= Marshall Wittmann =

American writer

Marshall Wittmann (born 1953) is an American lobbyist and the chief spokesman for AIPAC.

On November 22, 2006, he was hired to be the communications director and spokesman for Senator Joe Lieberman (I-CT). Wittmann is a former senior fellow at the Progressive Policy Institute, a think tank affiliated with the Democratic Leadership Council. In 2012, he became the chief spokesman for AIPAC.

== Political career ==
Wittmann was born in 1953 in Waco, Texas. He studied at New York University and obtained a Bachelor in Elementary Education from the University Michigan in 1975 and a master's degree.

He served as the conservative Heritage Foundation's director of congressional relations, the Christian Coalition's director of legislative affairs, and as a senior fellow at the conservative Hudson Institute for two years from September 2000 to October 2002. In the George H. W. Bush administration, he served as a deputy assistant secretary at the Department of Health and Human Services. Wittmann also was the legislative representative with the National Association of Retired Federal Employees, which seeks to protect and enhance the earned pay, retirement, and health care benefits of U.S. federal government employees, retirees, and their survivors and a public affairs specialist with the National Treasury Employees Union, which fights for fair pay and benefits, improved working conditions, and other issues that impact the working lives of federal employees.

He became a spokesman for AIPAC in September 2012.

== Bull Moose Blog ==
In his blog, Bull Moose Blog, Wittmann refers to himself in third-person as "the Moose". For example, he writes "The Moose has enjoyed the distinct pleasure of being labeled both a Republican squish and a Rovian Plant". Wittmann borrowed his nickname from Teddy Roosevelt, whom Wittmann admires.

He retired his blog on November 17, 2006, and five days later, he was named the new Director of Communications for Senator Joseph Lieberman. His new role comes after a bitter campaign for the junior Senate seat in Connecticut where Lieberman defeated Ned Lamont; Wittmann was Lieberman's most prominent blog supporter and argued that Lamont's supporters were from the "nutroots".

== Political stances ==
Wittmann has changed his political party affiliation and modified his political philosophy. Wittmann describes himself as a member of the "McCainiac wing of the Democratic Party". "McCainiac" refers to senator John McCain, the Republican for whom Wittmann once worked for as a communications director and advisor. According to a 2004 The New York Sun article, Wittmann is a neo-conservative and social conservative who "worship[s]" McCain but split with the Republican Party to support John Kerry's candidacy for president and join the Progressive Policy Institute because of his split with the GOP over tax cuts. He called the Bush tax cuts in a time of war "frivolous and obscene" and said the Bush administration must give more support to poor families.
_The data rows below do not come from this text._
PR #5613, opened 2023-04-10
Formation review page reorg 184305952

AnJuHyppolite:
### Ticket

## Code author checklist


content/src/fieldConfig/business-formation.json
```diff
@@ -368,7 +368,8 @@
       "c-corporation": "Domestic Corporation",
       "s-corporation": "Domestic Corporation",
       "foreignPrefaceText": "Foreign",
-      "reviewStepLabel": "`**Business Structure**|business-structure-learn-more`",
+      "reviewStepLabel": "Business Structure",
+      "reviewStepContextualInfo": "business-structure-learn-more",
```
aloverso, line 372: can we refactor this to just be `label` and `labelContextualInfo`? It's actually used on the main page, not just the review step

web/src/components/tasks/business-formation/review/ReviewMembers.tsx
```diff
@@ -27,19 +27,20 @@ export const ReviewMembers = (): ReactElement => {
       buttonText={Config.formation.general.editButtonText}
       header={getConfig().header}
       stepName="Contacts"
-      testId="edit-members-step"
+      datatest-id={"members-step"}
```
aloverso, line 30: what's going on here? Not a valid prop?

web/src/components/tasks/business-formation/review/section/ReviewSection.tsx
```diff
@@ -6,11 +6,13 @@ import { scrollToTop } from "@/lib/utils/helpers";
...
 interface Props {
-  buttonText: string;
+  buttonText?: string;
   handleButtonClick?: () => void;
   header: string;
   stepName: FormationStepNames;
-  testId: string;
+  testId?: string;
+  sectionType: "MAIN" | "SUBSECTION";
+  marginOverride?: string;
```
aloverso, line 15: Correct me if I'm wrong, but here's what it seems:
- Every "MAIN" component has a `buttonText` and no `marginOverride`
- Every "SUBSECTION" component has no `buttonText` and a `margin-y-4` override.

There's maybe one exception I could find (`combinedInvestment` is a subsection that's missing the margin. But I looked at the design and that seems to be an error, it looks like it _should_ have the margin).

This kind of clear delineation between 2 cases, where one case uses one set of props exclusively, and another case uses another set of props exclusively, looks to me like a component that is begging to actually be 2 components. If you want to reduce duplication, you can make use of a shared (abstract) base component, but that's optional and might be more trouble than its worth. 

Basically what I'm saying is, if it would never make sense to have SUBSECTION that has an edit button (and from the designs, it looks like that's the case) then the component should not support that as a configurable option. #makeImpossibleStatesImpossible 

Following this suggestion will make our components more readable, because they won't be full of ternary logic and instead be declarative. Here's what a subsection looks like. Here's what a Main section looks like. No need to juggle so many class names and have a developer struggle to figure out what it'll actually render as.

aloverso: Also, two side notes, in terms of reducing unnecessary props.
- It looks like every time we pass a value to `buttonText`, it's the same Config editText. Why is it a prop if it's always the same?
- It looks like `handleButtonClick` is never used. It's an optional prop and there is no usage with it ever being passed a value. Why do we need it?

web/src/components/tasks/business-formation/review/section/ReviewSection.tsx
```diff
@@ -33,9 +37,9 @@ export const ReviewSection: React.FC<PropsWithChildren<Props>> = ({
 
   return (
     <>
-      <div className="flex space-between">
-        <div className="maxw-mobile-lg margin-bottom-2">
-          <h2 className="h3-styling">{header}</h2>
+      <div className={marginOverride ? `flex space-between ${marginOverride}` : `flex space-between`}>
+        <div className={sectionType === "MAIN" ? "maxw-mobile-lg margin-bottom-2" : "maxw-mobile-lg"}>
```
aloverso, line 41: This comment is a note for the future, because if you follow my suggestion to make these two components, this ternary will go away altogether.

BUT:

If you do find yourself writing a className ternary like this and the one above in the future, then I recommend reducing duplication by only inserting the part that matters. Like so:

Though the Progressive Policy Institute is a Democratic institution, both the organization and Wittmann have been criticized by some left-wing progressives because of his defenses of the War on Terror and attacks on the far left. When President Bush's warrantless surveillance program was revealed, Wittmann dismissed concerns about its impact on civil liberties as "fevered imaginations of graying baby boomers and twenty-something bloggers" and opined that "The Democratic Party is increasingly under the influence of modern day McGovernites". Furthermore, Wittmann has claimed that vocal critics of President Bush constitute a "left wing Cult of Bush Hatred" because "in the left wing universe, one must oppose everything the President supports." During the final days of the Lieberman-Lamont Primary Election, Marshall not only suggested that detractors of DLC member Joe Lieberman were hateful, left-wing fanatics, but also argued that some supporters of Ned Lamont were motivated by anti-Semitism.

Glenn Greenwald writing at Salon.com said that "the unabashed and undiluted use of anti-Semitism accusations as a partisan tool to win elections" was a new low for Marshall Wittmann and labeled it as "the basest and most divisive tactics of identity politics and religious tribalism".

Wittmann has also been critical of the Republican leadership: "Republicans are about as serious about fiscal responsibility as Paris Hilton is about modesty," Wittmann said, according to The Washington Post on January 4, 2006.

During the 2021 Israel–Palestine crisis, he said "We appreciate the steadfast support from President Biden and his administration for Israel’s efforts to defeat terrorism," acknowledging Biden's support for Israel.